How to complete this task ::
Starting with the first line and ending with the one that holds "### LINKED ISSUE", retype the entries exactly.

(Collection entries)
Issue #309, opened 2023-12-28
Some games do not understand other image formats


Beyley:
- PS3 misreads PSP's TGA/MIP
![image](https://github.com/LittleBigRefresh/Refresh/assets/34501060/07d04a1e-5498-4f52-b49f-0de8b50306b8)
- Vita misreads PS3's TEX
- PSP misreads PNG/TEX files

PR #328, opened 2024-01-03
Start cropping+scaling images for the right contexts

### LINKED ISSUE #270: Crop level/user icon on website and webhook to 1:1
Since the final product will always be square, it is useless to keep the full image data.

crop them automatically where applicable

Beyley:
Fixes #270 and #309


Refresh.GameServer/Types/Assets/GameAsset.cs
```diff
@@ -1,6 +1,15 @@
...
 using Realms;
+using Refresh.GameServer.Authentication;
 using Refresh.GameServer.Database;
+using Refresh.GameServer.Importing;
+using Refresh.GameServer.Importing.Mip;
+using Refresh.GameServer.Resources;
 using Refresh.GameServer.Types.UserData;
+using SixLabors.ImageSharp;
+using SixLabors.ImageSharp.PixelFormats;
+using SixLabors.ImageSharp.Processing;
```
jvyden, line 12: Putting all this image processing stuff directly in GameAsset feels disgusting. Maybe we can move this to a partial instead?

Refresh.GameServer/Types/Assets/GameAsset.cs
```diff
@@ -23,4 +32,341 @@ public partial class GameAsset : IRealmObject
...
+
+    /// <summary>
+    /// Transforms an input image into a photo-friendly format
+    /// </summary>
+    /// <param name="image">The input photo</param>
+    /// <returns>The transformed image</returns>
+    private Image<Rgba32>? PhotoTransformation(Image image)
+    {
+        //No transformation needs to be done for photos.
+        return null;
```
jvyden, line 50: This function definitely shouldn't be here. If we ever have the need to do transformations on photos then we should just write the function then.

Refresh.GameServer/Types/Assets/GameAsset.cs
```diff
@@ -23,4 +32,341 @@ public partial class GameAsset : IRealmObject
...
+                        //Return the existing asset hash
+                        return this.AssetHash;
+                    }
+
+                    //Set the image to use to the source image
+                    image = sourceImage;
+                }
+
+                //Save the image as a PNG file in a byte array in memory
+                MemoryStream memory = new();
```
jvyden, line 137: That variable name makes me think `Memory<T>`, not `MemoryStream`. In refresh we usually use `ms` or just `stream`.

Refresh.GameServer/Types/Assets/GameAsset.cs
```diff
@@ -23,4 +32,341 @@ public partial class GameAsset : IRealmObject
...
+                //Return the new icon hash
+                return convertedHash;
+            }
+            case TokenGame.LittleBigPlanetPSP: {
+                Image<Rgba32> sourceImage = decodeImage(dataStorePath);
+
+                //Transform the image, if no transformation is needed, use the source image
+                Image<Rgba32> image = transformImage(sourceImage) ?? sourceImage;
+
+                MemoryStream memory = new();
```
jvyden, line 156: Same here regarding `memory`

Refresh.GameServer/Types/Assets/GameAsset.cs
```diff
@@ -23,4 +32,341 @@ public partial class GameAsset : IRealmObject
...
+        }
+    }
+
+    public string GetAsPhoto(TokenGame game, GameDatabaseContext database, IDataStore dataStore)
+    {
+        return this.GetAsGeneric(
+            game,
+            database,
+            dataStore,
+            this.PhotoTransformation,
```
jvyden, line 181: See my comment above

```suggestion
            () => null,
```

Refresh.GameServer/Types/Assets/GameAsset.cs
```diff
@@ -23,4 +32,341 @@ public partial class GameAsset : IRealmObject
...
+            dataStore,
+            this.CropToIcon,
+            () => this.AsMainlineIconHash,
+            hash => database.SetAsMainlineIconHash(this, hash),
+            () => this.AsMipIconHash,
+            hash => database.SetAsMipIconHash(this, hash)
+        );
+    }
+
+    public string GetAsGeneric(TokenGame game, GameDatabaseContext database, IDataStore dataStore, Func<Image, Image<Rgba32>?> transformImage, Func<string?> getMainline, Action<string> setMainline, Func<string?> getMip, Action<string> setMip)
```
jvyden, line 203: Some xmldoc on this would be nice at least. No idea how to review this function.

Refresh.GameServer/Types/Assets/GameAsset.cs
```diff
@@ -23,4 +32,341 @@ public partial class GameAsset : IRealmObject
...
+            case GameAssetType.Material:
+            case GameAssetType.Mesh:
+            case GameAssetType.Palette:
+            case GameAssetType.Script:
+            case GameAssetType.MoveRecording:
+            case GameAssetType.VoiceRecording:
+            case GameAssetType.SyncedProfile:
+            case GameAssetType.Unknown:
+            default:
+                throw new ArgumentOutOfRangeException();
```
jvyden, line 369:
```suggestion
                throw new InvalidOperationException($"Format '{this.AssetType}' is not a valid image.");
```

RefreshTests.GameServer/RefreshTests.GameServer.csproj
```diff
@@ -49,6 +49,11 @@
 
     </ItemGroup>
 
+    <ItemGroup>
+      <None Remove="Resources\1x1.png" />
+      <EmbeddedResource Include="Resources\1x1.png" />
```
jvyden, line 54: Why two?

Refresh.GameServer/Database/GameDatabaseContext.Assets.cs
```diff
@@ -23,4 +42,22 @@ public partial class GameDatabaseContext // AssetConfiguration
...
+            asset.AsMainlineIconHash = hash;
+        });
+    
+    public void SetAsMipIconHash(GameAsset asset, string hash) =>
+        this._realm.Write(() =>
+        {
+            asset.AsMipIconHash = hash;
+        });
+    
+    public void SetAsMainlinePhotoHash(GameAsset asset, string hash) =>
```
jvyden, line 58: Name makes lots more sense if you drop the 'As', e.g. `SetMainlinePhotoHash`

jvyden (changes requested):
Well, that was a pain in the ass to review, but I did it. Still haven't done any local testing myself - this is the first pass.

Will come back with a second pass after I test locally in a bit.

Refresh.GameServer/Importing/Mip/MipEncoder.cs
```diff
@@ -0,0 +1,121 @@
...
+    protected override void Encode<TPixel>(Image<TPixel> origImage, Stream stream, CancellationToken cancellationToken)
+    {
+        Image<Rgba32> image = origImage.CloneAs<Rgba32>();
+        //Quantize the image into 256 colors
+        image.Mutate(ctx => ctx.Quantize(new WuQuantizer(new QuantizerOptions
+        {
+            Dither = ErrorDither.Atkinson,
+            MaxColors = 256,
+        })));
+        image.SaveAsPng("rawquant.png");
```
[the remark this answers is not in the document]
Beyley: correct

Refresh.GameServer/Importing/Importer.cs
```diff
@@ -15,7 +15,8 @@ public abstract class Importer
 {
     private readonly Logger _logger;
     protected readonly Stopwatch Stopwatch;
-    protected readonly Lazy<byte[]?> PSPKey;
+    
+    public static Lazy<byte[]?> PSPKey;
```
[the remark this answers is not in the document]
jvyden: Oops, thought I deleted this one.

RefreshTests.GameServer/RefreshTests.GameServer.csproj
Beyley: idk rider does that

jvyden: Gotcha. I think only the second is necessary

jvyden:
Strange error while to migrate on my dev instance:

```
[01/04/24 00:38:43] [Debug] [Startup] Initializing database provider...
[01/04/24 00:38:43] [Debug] [Startup] Starting listener...
[01/04/24 00:38:43] [Info] [Startup] Listening...
[01/04/24 00:38:43] [Debug] [Startup] Warming up database provider...
Unhandled exception. System.AggregateException: Exception occurred in a Realm.MigrationCallback callback. (The best overloaded method match for 'string.this[int]' has some invalid arguments)
 ---> Microsoft.CSharp.RuntimeBinder.RuntimeBinderException: The best overloaded method match for 'string.this[int]' has some invalid arguments
   at CallSite.Target(Closure, CallSite, Object, Range)
   at System.Dynamic.UpdateDelegates.UpdateAndExecute2[T0,T1,TRet](CallSite site, T0 arg0, T1 arg1)
   at Refresh.GameServer.Database.GameDatabaseProvider.Migrate(Migration migration, UInt64 oldVersion) in /home/jvyden/Documents/Refresh/Refresh.GameServer/Database/GameDatabaseProvider.cs:line 316
   at Realms.SharedRealmHandle.OnMigration(IntPtr oldRealmPtr, IntPtr newRealmPtr, IntPtr migrationSchema, Schema oldSchema, UInt64 schemaVersion, IntPtr managedConfigHandle)
   --- End of inner exception stack trace ---
   at Realms.NativeException.ThrowIfNecessary()
   at Realms.SharedRealmHandle.Open(Configuration configuration)
   at Realms.RealmConfiguration.CreateHandle(Configuration& configuration)
   at Realms.RealmConfigurationBase.CreateRealm()
   at Realms.Realm.GetInstance(RealmConfigurationBase config)
   at Bunkum.RealmDatabase.RealmDatabaseProvider`1.GetContext()
   at Refresh.GameServer.Database.GameDatabaseProvider.Warmup() in /home/jvyden/Documents/Refresh/Refresh.GameServer/Database/GameDatabaseProvider.cs:line 79
   at Bunkum.Core.BunkumServer.RunStartupTasks()
   at Bunkum.Core.BunkumServer.Start(Nullable`1 taskOverride)
   at Refresh.GameServer.RefreshGameServer.Start() in /home/jvyden/Documents/Refresh/Refresh.GameServer/RefreshGameServer.cs:line 156
   at Program.<Main>$(String[] args) in /home/jvyden/Documents/Refresh/Refresh.GameServer/Startup.cs:line 22
   at Program.<Main>(String[] args)

Process finished with exit code 134.
```

Have you tested with the fresh instance of a dev package?

Beyley:
> Have you tested with the fresh instance of a dev package?

I thought i did but i guess not. this is just C# being C#, pushed a fix

Refresh.GameServer/Importing/Mip/MipEncoder.cs
```diff
@@ -0,0 +1,121 @@
...
+            int y = 0;
+            int xStart = 0;
+            int xTarget = blockWidth;
+            int yStart = 0;
+            int yTarget = blockHeight;
+            
+            int bytesToWrite = image.Width * image.Height;
+            for (int i = 0; i < bytesToWrite; i++)
+            {
+                #region hack to get swizzled coordinates
```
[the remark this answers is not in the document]
Beyley: > Same thing, probably a new function for this. `UnswizzleCoordinates()`?

Given the code is inherently stateful, im not sure how to turn this into an isolated function, unless i want to pass in a bunch of locals as ref parameters

Refresh.GameServer/Importing/Mip/MipEncoder.cs
```diff
@@ -0,0 +1,121 @@
...
+        
+        //Fill in the header's CLUT
+        foreach ((Rgba32 key, byte value) in outputPalette) header.Clut[value] = key;
+
+        //Write the header
+        header.Write(stream);
+        
+        BinaryWriter writer = new(stream);
+
+        {
```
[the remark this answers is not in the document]
Beyley: Scope is there because C# is silly and says that the `x` and `y` shadow the `x` and `y` used above while getting the palette (even though its in its own scope), i'll move the scope to a function

Refresh.GameServer/Resources/ResourceHelper.cs
```diff
@@ -9,19 +10,57 @@ namespace Refresh.GameServer.Resources;
...
-        throw new NotImplementedException(); //TODO
+        byte[] initialCounter = new byte[16];
+        key[..8].CopyTo(initialCounter);
+        
+        //If the file is big enough, try to compress it
+        bool compress = data.Length > 1024;
+
+        //If we want to compress the data, do so, if not, dont
+        ReadOnlySpan<byte> resultData = compress
+            ? Iron.Value!.Compress(Codec.LZO, data, null, CompressionLevel.SmallestSize).AsSpan().ToArray()
```
jvyden, line 38: So... we have a byte array from `Compress`. Then, we cast it to a span. Then we convert the span to a byte array. Finally, we store it as a ReadOnlySpan<byte>.

What?

Refresh.GameServer/Importing/Mip/MipEncoder.cs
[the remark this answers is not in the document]
jvyden: If it's too much trouble then I guess it's fine as-is.

Refresh.GameServer/Resources/ResourceHelper.cs
Beyley: Compress does not return a byte array, its a special data type, calling `AsSpan()` gets the span form of the underlying data, then calling `ToArray` makes a copy, since we only need to read from that copy, we then store that into a `ReadOnlySpan<byte>`
In this case though we can skip the copy step, since we dont actually return `resultData` instead copying it into `final`, i'll remove that extra `ToArray`

jvyden:
Getting lots of errors like this locally while trying to browse levels via the API:

```csharp
[01/04/24 19:04:59] [Error] [Request] System.Reflection.TargetInvocationException: Exception has been thrown by the target of an invocation.
 ---> System.InvalidOperationException: Format 'Unknown' is not a valid image.
   at Refresh.GameServer.Types.Assets.GameAsset.GetAsGeneric(TokenGame game, GameDatabaseContext database, IDataStore dataStore, Func`2 transformImage, Func`1 getMainline, Action`1 setMainline, Func`1 getMip, Action`1 setMip) in /home/jvyden/Documents/Refresh/Refresh.GameServer/Types/Assets/GameAsset.Conversion.cs:line 360
   at Refresh.GameServer.Types.Assets.GameAsset.GetAsIcon(TokenGame game, GameDatabaseContext database, IDataStore dataStore) in /home/jvyden/Documents/Refresh/Refresh.GameServer/Types/Assets/GameAsset.Conversion.cs:line 165
```

Maybe we should try to handle this more softly?

Refresh.GameServer/Resources/ResourceHelper.cs
jvyden: Should also make consts for the byte values down below (e.g. 0x19, 0x10, etc.) below just to give them some names.

Beyley:
`Unknown` is quite odd to be hitting, is it not? Especially if its often, what assets in your database are marked as "unknown" and are also used as icons?

But yeah more gracefully handling it is smart (returning `"0"` maybe?)

jvyden:
What's likely happening is I'm missing the PSP key and it's trying to convert PSP levels' icons.

I could see this being hit often.

jvyden:
> (returning `"0"` maybe?)
I'd say returning the original asset hash is better? Worst case scenario is the asset is garbled if the destination platform cant read the format, but best case scenario the platform can and it comes out as it would in master.

Beyley:
a! yeah thats probably it, lets handle this gracefully, and log something in console similar to our network settings xml file, where it only logs it *once* the first time its hit.
maybe with the message `Unable to convert texture with type "Unknown", you may be missing the PSP decryption key!`

And yeah returning the original asset hash would prevent some issues (and cant really be abused, since "Unknown" can only come from PSP, and non-psp cant access PSP assets anyway since they are in a different folder)

jvyden:
Missing the PSP key is something we can know beforehand, so I'd prefer if problems relating to it just be warned about once on startup. (also this is unrelated, but I doubt the warnings for the endpoints you mentioned are actually genuinely helpful and should probably be removed)

If we're trying to read an Unknown asset then we're fucked anyways so we should just silently fail.

jvyden (approved):

Beyley:
> If we're trying to read an Unknown asset then we're fucked anyways so we should just silently fail.

Missing PSP key should already be logged, so i think all we need to do is just remove the exception and return the existing asset hash if conversion fails

Beyley:
All review comments addressed

jvyden:
I'll test web locally again just to see and then merge.

jvyden (approved):
Good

Result of the exercise ::
Issue #309, opened 2023-12-28
Some games do not understand other image formats


Beyley:
- PS3 misreads PSP's TGA/MIP
![image](https://github.com/LittleBigRefresh/Refresh/assets/34501060/07d04a1e-5498-4f52-b49f-0de8b50306b8)
- Vita misreads PS3's TEX
- PSP misreads PNG/TEX files

PR #328, opened 2024-01-03
Start cropping+scaling images for the right contexts

### LINKED ISSUE #270: Crop level/user icon on website and webhook to 1:1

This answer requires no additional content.